Lo que quedan son las toallas, que vienen y van, son un producto que se consigue cuando hay suerte. Como en este momento, que las están vendiendo en el Farmatodo, la cadena de farmacias más famosa del país, y en donde menos se encuentran medicamentos en este momento. Últimamente, las toallas se encuentran junto al deseado papel higiénico, casi con el mismo precio que este.
América, Desirée, Lídice son testimonios del cansancio que produce esta proeza, una que no deberíamos estar viviendo las mujeres que habitamos este país. Tres historias de escasez, pero de recursividad.

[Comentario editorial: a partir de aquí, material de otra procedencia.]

PR #55, opened 2016-02-26
resolve all compiler warnings

dgrove-oss:
Resolve all compiler warnings when building libdispatch and
the test suite on linux.  It now compiles cleanly.

Many of the warnings were due to platform-specific sized integers
being used in printf-like contexts.  In libdispatch itself, I took
the approach of adding casts to the values to match the size/type
specified in the printf format string (under the assumption that
the expected output format should not be changed and needs to be
the same on all platforms).

### DIFF
--- a/src/source.c
+++ b/src/source.c
@@ -148,7 +148,7 @@ dispatch_source_create(dispatch_source_type_t type,
 	dk->dk_kevent.ident = handle;
 	dk->dk_kevent.flags |= EV_ADD|EV_ENABLE;
 	dk->dk_kevent.fflags |= (uint32_t)mask;
-	dk->dk_kevent.udata = (uintptr_t)dk;
+	dk->dk_kevent.udata = (typeof(dk->dk_kevent.udata))dk;
 	TAILQ_INIT(&dk->dk_sources);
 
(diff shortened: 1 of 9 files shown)


src/source.c
```diff
@@ -1532,8 +1532,13 @@ struct dispatch_timer_s _dispatch_timer[] =  {
 #define DISPATCH_TIMER_COUNT \
 		((sizeof(_dispatch_timer) / sizeof(_dispatch_timer[0])))
 
+#if __linux__
```
MadCoder: I don't understand that guard, why isn't uintptr_t working on linux, why is it needing a pointer type?

dgrove-oss: On Linux we only have kevent, not kevent64 (os/linux_base.h #defines kevent64 to be kevent).  The type of the udata field of kevent is void* (vs. kevent64 where the type of the udata field is uintptr_t).     It would be nicer to use a typeof here to avoid a #if __linux__ , but I didn't see a good way to do that through all the levels of macros being defined.

MadCoder: ugh fair enough. libkqueue should really be extended :/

Tres mujeres que intentaron, cada una a su manera, dominar la narrativa de crisis de Venezuela, o más bien, impedir que esa narrativa de crisis no dominara sus vidas.
Porque si algo que no hagan las venezolanas es rendirse. Entonces camina por la ciudad caribe buscando armarse y resistir porque su cuerpo es su cuna y su centro. Encuentra y “resuelve”. “Resolver” es una palabra tan venezolana como las arepas con queso para el desayuno. “El venezolano resuelve”, “la venezolana resuelve”. Es un mantra en tiempos de crisis. América, Desirée y Lídice han resuelto entonces cómo no sentirse sucias una vez al mes. Porque hasta la crisis, como la guerra, golpea más a las mujeres precisamente por eso: por nuestra condición de mujer.